Abstract
Sickle Cell Disease (SCD) is an inherited red cell disorder caused by the presence of the abnormal hemoglobin S (HbS) resulting from a single base substitution in the beta hemoglobin gene. SCD affects approximately 8 million people globally including 100,000 in the United States. HbS polymerizes under low oxygen conditions in the tissues to stiffen and distort red cells (sickling), that underly the 2 key features of the disease – recurrent acute vaso-occlusive crises and hemolytic anemia. The manifestations of SCD are multisystemic with progressive organ damage and premature death. Gene therapy and allogeneic hemopoietic cell transplantion offer potential cures but these are currently only available to few patients, even in well-resourced countries. Hydroxyurea remains the only proven effective pharmacological treatment. There is a huge unmet need to develop more oral drugs accessible to patients worldwide. Since the formation of abnormal HbS fibers initiates the pathology of SCD, understanding how they form and how they impact red cell membrane at high resolution is vital, as this could provide insights in new therapeutic strategies. Extensive research has been conducted ex vivo to solve the structure of the HbS polymer with only partial success. High resolution in situ data offers a direct physiological view on HbS polymers at near atomic resolution, however, it bears a number of technical challenges.

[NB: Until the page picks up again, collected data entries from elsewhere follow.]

PR #1609, opened 2018-11-30
model: ECS for 6.x

graphaelli:
Make new 6.x indices look like they will in 7.x by aliasing fields where possible and copying data where necessary.

Tasks:
- [x] All non-indexed fields should be documented now
- [x] fields pending decisions on aliasing: `context.http.status_code` `context.response.status_code` and `context.response.finished`
- [x] decision on `user.user_agent` pipeline (seeking confirmation this is no-op since it's not indexed and user configurable)
- [x] Restore host processor metadata fields
- [x] merge in the latest beats framework update (#1647) now that ECS fields have landed there, no major issues expected.  The host metadata fields will be restored at that time.

Reviewers: please pay particular attention to ensure the meanings of the fields in ECS is respected - that is that not only do the data types match, but the values will be usable across applications.  Also please look for an opportunities to fill in in `event.*` that might have been missed.


_meta/ecs-migration.yml
```diff
@@ -0,0 +1,130 @@
...
+  # not in ECS
+- from: context.service.runtime.name
+  to: service.runtime.name
+
+  # not in ECS
+- from: context.service.runtime.version
+  to: service.runtime.version
+
+- from: context.request.url.full
+  to: url.original
```
webmat: @graphaelli Seeing APM's `url.full` got me thinking.

In ECS, the `.original` fields are typically for a piece of information as it is observed. In access logs, the URL are usually a simple path, so `url.original` would then be a URL path, not a full URL.

We've been discussing adding `url.full` in ECS, and today I created the PR here: https://github.com/elastic/ecs/pull/207

I would recommend using `url.full` instead.

graphaelli: Thanks for adding that to the schema, updates made.  That actually cross off one [the unaccounted for fields](https://github.com/graphaelli/apm-server/blob/35ce28f19c335144c3157b7774d504b1b466d31d/tests/system/test_ecs_mappings.py#L83-L87) nicely.

docs/fields.asciidoc
```diff
@@ -558,6 +558,56 @@ type: alias
 --
 
 
+*`meta.cloud.availability_zone`*::
```
webmat: Note that work is already underway to make the aliases render better: https://github.com/elastic/beats/pull/9269 and https://github.com/elastic/beats/issues/9288

graphaelli:
backport of elastic/beats#9269 will fix the bad docs generated for aliased fields.

webmat:
@graphaelli Just clarifying: `host.hostname` is meant to contain exactly what the command `hostname` would return on that server. `host.name` can also default to this value, but is the field a user would override, if they decide to do so.

graphaelli:
@webmat Can you check my understand here - in the APM use case `host.hostname` would be the `hostname` of the application server being instrumented and `host.name` would default to that but possibly overridden by a user.  Also, we'll need to notify users that `host.name` in <6.6 was the apm-server's hostname but now will be the application server's.  The apm-server hostname has been moved under `agent`.

Note that the application server is the browser in the RUM case.

webmat:
@graphaelli We are currently reviewing whether `agent.hostname` will make it into ECS. I can't answer that yet.

cc @MikePaquette

model/metricset/event.go
```diff
@@ -165,6 +165,7 @@ func (me *Metricset) Transform(tctx *transform.Context) []beat.Event {
 	context := common.MapStr{}
 	if me.Tags != nil {
 		context["tags"] = me.Tags
+		fields["labels"] = context["tags"]
```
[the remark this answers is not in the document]
graphaelli: Yeah, this is copying `context.tags` to `labels` for ECS compatibility.  We don't currently provide a way to report ECS-style `tags` via agents.

_meta/ecs-migration.yml
```diff
@@ -0,0 +1,154 @@
...
+  to: host.architecture
+
+- from: context.system.ip
+  to: host.ip
+
+- from: context.system.platform
+  to: host.os.platform
+
+- from: context.request.method
+  to: http.method
```
simitt: Spans do have a `context.http.method`, I think that should also be mapped to `http.method`.

_meta/ecs-migration.yml
```diff
@@ -0,0 +1,154 @@
...
+
+- from: context.request.http_version
+  to: http.version
```
simitt: From non indexed fields we are also missing: 

- `context.response.headers.content-type`, `context.response.headers_sent`, `context.response.status_code`
- `context.request.headers.cookie`, `context.request.headers.user-agent`

One possibility would be to add `http.request` and `http.response` and then 
map to 
- `http.response.headers.content-type` ,`http.response.headers.sent`, `http.response.status_code`
- `http.request.method`, `http.request.headers.cookie`, `http.request.headers.user-agent` 

But there are also other fields in `context.request` and `context.response` that don't necessarily describe http requests. When splitting those fields up we loose some semantic grouping.

_meta/ecs-migration.yml
```diff
@@ -0,0 +1,154 @@
...
+  to: user.name
+
+- from: docker.container.id
+  to: container.id
+
+- from: docker.container.image
+  to: container.image.name
+
+- from: docker.container.name
+  to: container.name
```
simitt: From non indexed fields we are also missing: 

`context.db.instance`, `context.db.statement`, `context.db.type`, `context.db.user`.
I suggest to map these to `database.instance`, `database.statement`, `database.type` and `database.user.name` as I cannot find any ECS definition, but we need to get rid of the `context`.

simitt: Those fields are _unknown_ missing where I don't have a proposal now:

`context.request.body`
`context.request.env`
`context.request.socket`
`context.request.cookies`
`context.custom`

_meta/ecs-migration.yml
```diff
@@ -0,0 +1,154 @@
...
+  to: cloud.project.id
+
+- from: meta.cloud.provider
+  to: cloud.provider
+
+- from: meta.cloud.region
+  to: cloud.region
+
+- from: context.service.agent.name
+  to: agent.name
```
simitt: Not sure if this should be `name` or `type`. Would it actually be the same if two agents are running on two different hosts instrumentation the same app deployed on two hosts?

_meta/fields.common.yml
```diff
@@ -316,3 +316,256 @@
...
+        # context.request.url.port keyword -> long
+        - name: port
+          type: long
+          description: >
+            The port of the request, e.g. 443.
+
+        - name: query
+          type: alias
+          path: context.request.url.search
+          # TODO: multifield original.text
```
simitt: I don't understand this comment, as I don't see any `text` in our current `url` mappings nor in the ECS schema.

_meta/fields.common.yml
```diff
@@ -316,3 +316,256 @@
...
+
+        - name: provider
+          type: alias
+          path: meta.cloud.provider
+
+        - name: region
+          type: alias
+          path: meta.cloud.region
+
+    - name: container
```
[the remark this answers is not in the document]
ruflin: @graphaelli Are you using these fields in the UI or for queries anywhere?

_meta/fields.common.yml
```diff
@@ -316,3 +316,256 @@
...
+          type: alias
+          path: context.system.architecture
+
+        - name: ip
+          type: alias
+          path: context.system.ip
+
+        - name: name
+          type: alias
+          path: context.system.hostname
```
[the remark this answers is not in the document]
graphaelli: nice catch.  added a test for this and also caught `context.service.version` -> `service.version`

_meta/ecs-migration.yml
```diff
@@ -0,0 +1,154 @@
...
+  copy_to: true
+
+- from: context.process.pid
+  to: process.pid
+
+- from: context.process.ppid
+  to: process.ppid
+
+- from: context.process.title
+  to: process.title
```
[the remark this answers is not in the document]
graphaelli: turns out we can document non-indexed fields in `fields.yml`, added

_meta/fields.common.yml
```diff
@@ -316,3 +316,256 @@
...
+      type: group
+      dynamic: false
+      fields:
+        - name: architecture
+          type: alias
+          path: context.system.architecture
+
+        - name: ip
+          type: alias
+          path: context.system.ip
```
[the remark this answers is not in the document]
graphaelli: Per our discussion, not doing this.

_meta/ecs-migration.yml
graphaelli: We can't alias this since it's not indexed and would be 1-many for users that don't split indices on `processor.event`.  I think since it's display only we could have this write to `http.method` in the next major and note that it won't show up for 6.x indices, including 6.6+.   Should we consider having the UI fallback from `http.method` to `context.request.method` for the medium/long term?

simitt: `context.http.method` is not indexed, it is part of the mapping for non-indexed fields in https://github.com/graphaelli/apm-server/pull/1

simitt: So I think we are good with just storing it at an ECS compliant position. Feel free to close this conversation if you agree.

_meta/ecs-migration.yml
simitt: Suggestion in graphaelli#1

_meta/ecs-migration.yml
```diff
@@ -0,0 +1,154 @@
...
+- from: context.request.url.pathname
+  to: url.path
+
+- from: context.request.url.port
+  to: url.port
+  alias: false
+  copy_to: true
+
+- from: context.request.url.raw
+  to: url.original
```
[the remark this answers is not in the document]
simitt: Moved to https://github.com/graphaelli/apm-server/pull/1/files#diff-4406119bc33ef63390e39887cfd4018eR43

_meta/ecs-migration.yml
simitt: Moved to https://github.com/graphaelli/apm-server/pull/1

tests/system/test_ecs_mappings.py
```diff
@@ -0,0 +1,127 @@
...
+
+            # scripted fields
+            "error id icon",
+            "view errors",
+            "view spans",
+        }
+
+        # TBD
+        exception_fields.update({
+            "beat.timezone", "context.http.status_code", "context.response.finished",
```
simitt: I think `beat.timezone` should be inherited from beats, so no need for a specific mapping on our side.

graphaelli: Agreed!  I expect we'll sync with beats and be able to clear these exceptions before this gets merged.

_meta/fields.common.yml
```diff
@@ -316,3 +316,256 @@
...
+
+        - name: name
```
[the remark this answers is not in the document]
graphaelli: moved `host.name` to `host.hostname` and restored the original `host.name` per review from @simitt

vendor/github.com/elastic/beats/libbeat/publisher/pipeline/module.go
```diff
@@ -85,9 +85,6 @@ func Load(
 					"hostname": beatInfo.Hostname,
 					"version":  beatInfo.Version,
 				},
-				"host": common.MapStr{
```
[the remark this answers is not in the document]
graphaelli: https://github.com/elastic/apm-server/pull/1609#discussion_r239607278

_meta/ecs-migration.yml
graphaelli: Agreed.  Started documenting non-indexed fields here: https://github.com/elastic/apm-server/pull/1609/commits/3ce04c0ae7b6f5a3b408a94fb187d253c3b4ae84, we can use that for fields we move to in 7.0 too.

graphaelli:
https://github.com/elastic/beats/pull/9475 opened for handling object fields with `enabled: false`

_meta/ecs-migration.yml
```diff
@@ -0,0 +1,168 @@
...
+  to: agent.version
+
+- from: context.system.architecture
+  to: host.architecture
+
+- from: context.system.ip
+  to: host.ip
+
+- from: context.system.hostname
+  to: host.hostname
```
simitt: Not sure if https://github.com/elastic/ecs/issues/243#issuecomment-445166416 implied that the `host.name` should always be set (@ruflin )?

webmat: Yes, the pattern is that in the following 3 cases, in ECS, `.name` is meant to be a user-overridable field. If it's not overridden, it should contain the value of its sister field. I don't think we've made it obvious enough in the spec yet, however :-)

- `host.name` defaults to `host.hostname`
- `agent.name` defaults to `agent.type`
- `service.name` defaults to `service.type`

_meta/fields.common.yml
webmat: Context: in ECS, almost all fields are indexed as `keyword`. This is what most monitoring use cases need.

There's two future situations we consider:

- If we decide to add full text search support for some fields in ECS
- If a user decides they want full text search on ECS fields that aren't currently defined that way

In both cases, a `.text` multi-field should be added to the field in question. This is not a breaking change in the context of ECS, and this is not a conflict with ECS, if a user does this.

Currently however, ECS does not define any multi-field this way. If `url.original` is a field APM expects to be able to do full text search on (and for any other ECS field where this applies), you're welcome to define this multi-field.

Note that since the overwhelming majority of monitoring use cases use mostly keyword for aggregation on short values, we've flipped the usual convention around. Instead of the ElasticSearch default of doing `[field]` == `text` and `[field].keyword` == `keyword`, in ECS we do `[field]` == `keyword` and `[field].text` == `text`.

webmat: We'd love do know which fields you're defining as `text` in APM. I do think it would be helpful to define a few as such in ECS.

Your input will help us plan this.

_meta/ecs-migration.yml
webmat: Created https://github.com/elastic/ecs/issues/269

_meta/fields.common.yml
graphaelli: This comment is actually left over from before https://github.com/elastic/ecs/pull/137, which changed a number of fields from `text` to `keyword` in ECS.  I'll remove the comment and audit the remaining fields.

_meta/fields.common.yml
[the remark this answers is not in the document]
ruflin: yes, fixed by now.

_meta/fields.common.yml
```diff
@@ -316,3 +316,256 @@
...
+          type: alias
+          path: context.request.url.raw
+
+        - name: path
+          type: alias
+          path: context.request.url.pathname
+
+        # context.request.url.port keyword -> long
+        - name: port
+          type: long
```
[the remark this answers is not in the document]
ruflin: Is this used in the UI for queries? Is it used in the dashboards? We could also mark this as a breaking change and not apply an alias here if it is rarely used.

_meta/ecs-migration.yml
```diff
@@ -0,0 +1,141 @@
...
+  # not in ECS
+- from: context.service.environment
+  to: service.environment
+
+  # not in ECS
+- from: context.service.framework.name
+  to: service.framework.name
+
+  # not in ECS
+- from: context.service.framework.version
```
ruflin: @graphaelli What is the service here we are talking about? Just out of curiosity? Can you make an example?

_meta/ecs-migration.yml
```diff
@@ -0,0 +1,141 @@
...
+  to: service.runtime.name
+
+  # not in ECS
+- from: context.service.runtime.version
+  to: service.runtime.version
+
+- from: context.service.version
+  to: service.version
+
+- from: context.request.url.full
```
ruflin: @webmat I wonder if we should allow to nest `url` also under `request`. Feels pretty natural.

_meta/ecs-migration.yml
graphaelli: It's the application the user is running.  `service.name` is user-defined and displayed on the apm-ui landing page eg https://demo.elastic.co/app/apm.  services are often built on top of frameworks - `framework.name` is django, express, etc

_meta/fields.common.yml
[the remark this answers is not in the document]
graphaelli: It is not used in queries or any bundled dashboards that I know of.  I'm also in favor of marking it as a breaking change and dropping support for the old version of this field.

_meta/ecs-migration.yml
webmat: If there's only one URL in the event, I don't see a reason to do move it around.

We need to control in how many places things can be nested. Each time we do this, we're growing the amounts of expected places that fields can be found in ECS, which is contrary to ECS' goal of making things easier to find across data sources.

processor/transaction/package_tests/TestProcessTransactionFull.approved.json
```diff
@@ -110,6 +110,12 @@
                     "username": "foo"
                 }
             },
+            "labels": {
+                "organization_uuid": "9f0e9d64-c185-4d21-a6f4-4673ed561ec8"
+            },
+            "process": {
+                "args": "node server.js"
```
webmat: `process.args` is meant to be an array of individual terms.

Hmmm actually the spec formats the example as an array, but doesn't state this clearly otherwise. We'll have to clarify that field description...

Anyhow, doing it as an array of terms enables the possibility of doing keyword searches on any of the args, which I think is desirable.

WDYT, @ruflin?

graphaelli: I completely misunderstood that - I thought the docs were saying it's one big keyword and ended up [implementing](https://github.com/elastic/apm-server/pull/1609/files#diff-f7e31f1f55e1a508546a00f6ae75a26fR35) as such.  Thanks for spotting this @webmat.

_meta/ecs-migration.yml
```diff
@@ -0,0 +1,148 @@
...
+  to: user.email
+
+- from: context.user.id
+  to: user.id
+
+- from: context.user.username
+  to: user.name
+
+- from: context.user.ip
+  to: client.ip
```
simitt: Defining the `user.ip` as `client.ip` - would that not also imply that `user` should be nested under `client` instead of being on top level?

_meta/fields.common.yml
```diff
@@ -82,6 +134,60 @@
...
+            indexed: false
+            analyzed: false
+            searchable: false
+            aggregatable: false
+            # intake enforces:
+            # fields:
+            # - name: socket.encrypted
+            #   type: boolean
+            # - name: socket.remote_address
+            #   type: keyword
```
simitt: Is it possible to also define the nested fields here?

_meta/fields.common.yml
```diff
@@ -30,6 +30,67 @@
...
+          dynamic: false
+          fields:
+            - name: method
+              type: keyword
+              index: false
+              aggregatable: false
+              searchable: false
+              doc_values: false
+
+            - name: status_code
```
simitt: This is an indexed field, same datatype as `context.response.status_code` that is aliased to `http.response.status_code` now. I think this should also be mapped to the same field, by copying it over instead of aliasing.

model/ecs.go
```diff
@@ -0,0 +1,47 @@
...
+
+	// context.request.url.port -> url.port (as int)
+	if port, err := fields.GetValue("context.request.url.port"); err == nil {
+		if portStr, ok := port.(string); ok {
+			if portNum, err := strconv.Atoi(portStr); err == nil {
+				utility.MergeAdd(fields, "url", common.MapStr{"port": portNum})
+			}
+		}
+	}
+}
```
simitt: Sorry for my ignorance, do we have a test somewhere that does set the port to a non-number string?

processor/transaction/package_tests/TestProcessTransactionFull.approved.json
ruflin: yes, should be an array on individual keywords.

_meta/ecs-migration.yml
```diff
@@ -0,0 +1,148 @@
...
+- from: context.request.http_version
+  to: http.version
+
+- from: context.tags
+  to: labels
+  alias: false
+  copy_to: true
+
+- from: context.process.argv
+  to: process.args
```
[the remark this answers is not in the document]
graphaelli: Good point, remove altogether since it's a useless (though allowed, somewhat surprisingly) alias.

_meta/ecs-migration.yml
graphaelli: the other user fields, `id, email, name` don't fit under client.  ECS team has provided guidance to proceed as is while they discuss whether to change that recommendation.

_meta/fields.common.yml
graphaelli: I want to so they'll show up in documentation but not as-is.  Did you have other concerns besides docs?

_meta/ecs-migration.yml
webmat: The IP pairs in ECS have really been defined in terms of network monitoring and access log analysis. The APM/RUM usage hasn't been explored as much.

I do think `client.ip` makes cognitive sense here, when you see the field name it's pretty clear what it is. I don't think there's a need to necessarily fill out the other side of the pair (`server.ip`), despite what the spec says.

So that wasn't your actual question, but I wanted to make sure I mentioned this here :-)

Yeah nesting user at `client.user` would make sense, I think. It's one of the expected places for `user`.

_meta/ecs-migration.yml
```diff
@@ -0,0 +1,148 @@
...
+  to: user.id
+
+- from: context.user.username
+  to: user.name
+
+- from: context.user.ip
+  to: client.ip
+
+- from: context.user.user-agent
+  to: user_agent.original.text
```
webmat: `user_agent.original.text` would be a multi-field, which is defined in the context of the "real" field, which is `user_agent.original` in this case.

I guess we're hitting a corner case here. The field (in terms of setting an alias) is moving to `user_agent.original`. I'm not sure it's possible to create an alias to a multi-field. We need to look into this.

But the usage side, if APM intends to use this as "what field does the query target", then yeah it's now `user_agent.original.text`.

cc @ruflin

_meta/ecs-migration.yml
```diff
@@ -0,0 +1,148 @@
...
+
+- from: listening
+  to: observer.listening
```
webmat: What's this field meant to contain? There isn't a `observer.listening` in ECS, at this time.

_meta/fields.common.yml
graphaelli: I convinced myself that this field is metadata on a span and might actually be confusing if it's in `http.response.status_code`, as it's the response code from calling a remote service vs the response code we return from the traced service.

If you would still like to proceed, are you saying that in:
6.6 - put this value in `context.response.status_code` and `context.http.status_code`
7.0 - write it to `http.response.status_code`

model/ecs.go
webmat: Is there a chance this could happen?

_meta/fields.common.yml
webmat: I can see the ambiguity here. This is to track the response of an external call performed by the monitored app, correct?

I think I'd be inclined to still put it in the ECS field. After all, these events will mostly be looked at in the context of this one event stream. Might as well benefit from the streamlined field names.

But if you see a problem with this, we can hold off on the migration of this field.

_meta/ecs-migration.yml
graphaelli: you can alias to a multi-field but not back from a multi-field (marked as a non-reversible alias)

_meta/ecs-migration.yml
graphaelli: This is an awkward field that I'm expecting will never be in ECS.  It's used as a heartbeat so that kibana can verify that an apm-server has checked in, even if it has not processed any traces.

graphaelli:
> It should be indexed in an ECS index.
> Perhaps if APM doesn't make this useable this requirement can be relaxed? @ruflin WDYT?

We've decided it's not worth indexing this field - it's often huge (think java, where it's not even captured by default) and uninteresting for queries - other fields are better suited for search/aggs, like `process.name`, and then args are handy metadata per document.

_meta/ecs-migration.yml
webmat: Ok. Out of scope for now, but perhaps APM could simply send a completely different (and mostly empty) event that's categorized as a heartbeat? E.g. `event.kind:heartbeat`

graphaelli: Agreed, I'll keep an eye on the `event.kind` progress.

_meta/fields.common.yml
graphaelli: > This is to track the response of an external call performed by the monitored app, correct?
correct

I don't have philosophical objections to this plan - my concern is mostly a practical issue of this being our only 1:many field.  I agree that in 7.0.0 we can write this to `http.response.status_code`, after all. an APM event stream in the distributed tracing case is composed of multiple transactions that will each bring a possibly different `http.response.status_code` value.  It's also not a big effort to write this to both places for spans, I just want to be sure we want that in 6.6 because I'm not sure what the benefit of that is, since we can't make that work for pre-6.6 indices.

simitt: ok, I am good with leaving as is for 6.x and reconsider for 7.0

_meta/fields.common.yml
simitt: No concerns, I was hoping we could add them.

_meta/ecs-migration.yml
simitt: I am good either way, just wanted to make sure it was not overlooked.

simitt:
@graphaelli I don't quite understand what the problem with copying `context.tags` to `labels` is based on customer defined keys. I though we would copy all fields nested under `context.tags. 

Apart from that, this PR LGTM.

graphaelli:
The main concern is that it may surprisingly take a significant amount of space.  I'd like to merge this and follow up after we discuss a bit further on a separate issue.

roncohen:
Exciting! Great work!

Here, we established a cryogenic electron tomography (cryo-ET) pipeline to visualize, for the first time, the intracellular molecular organization of sickled red blood cells (RBCs) from patients with sickle cell disease (SCD; HbSS, HbF <10%) in situ. Using a custom-designed chamber for controlled deoxygenation, we induced sickling in leukodepleted RBCs and vitrified them under fully deoxygenated conditions, preserving their native ultrastructure. Cryo-focused ion beam milling coupled with scanning electron microscopy (cryo-FIB-SEM) was employed to prepare 100–150 nm-thick lamellae from intact vitrified sickled RBCs, maintaining spatial context and avoiding structural disruption. Targeted tomographic data collection was performed on a high-end Titan Krios transmission electron microscope under cryogenic conditions. 3D reconstructions revealed densely bundled HbS polymers, 20 nm in width and tightly aligned within the cytoplasm. The cytoplasm is generally devoid of organelles, with an exception of mitochondria, which we validated to be a mixture of functional and dysfunctional forms. Abnormal mitochondria retention in mature RBCs has also been reported in other haemolytic anemias. We then segmented HbS polymers to train a deep learning model (crYOLO) for automated particle detection, facilitating the extraction of ~20,000 subvolumes. Using subtomogram averaging approaches we obtained a preliminary reconstruction at 20 Å resolution that validates key features learnt from in vitro and in silico models. Ongoing efforts aim to enhance resolution and reveal the molecular architecture of HbS polymers within their native cellular environment to provide mechanistic insights into the pathological transformation underlying sickle cell disease. Efforts are also underway to characterize molecular architecture of the red cell cytoskeleton, retained mitochondria in sickle red cells and how small molecule interventional drugs disrupts formation of HbS fiber formation and impacts distortion of the red cell membrane.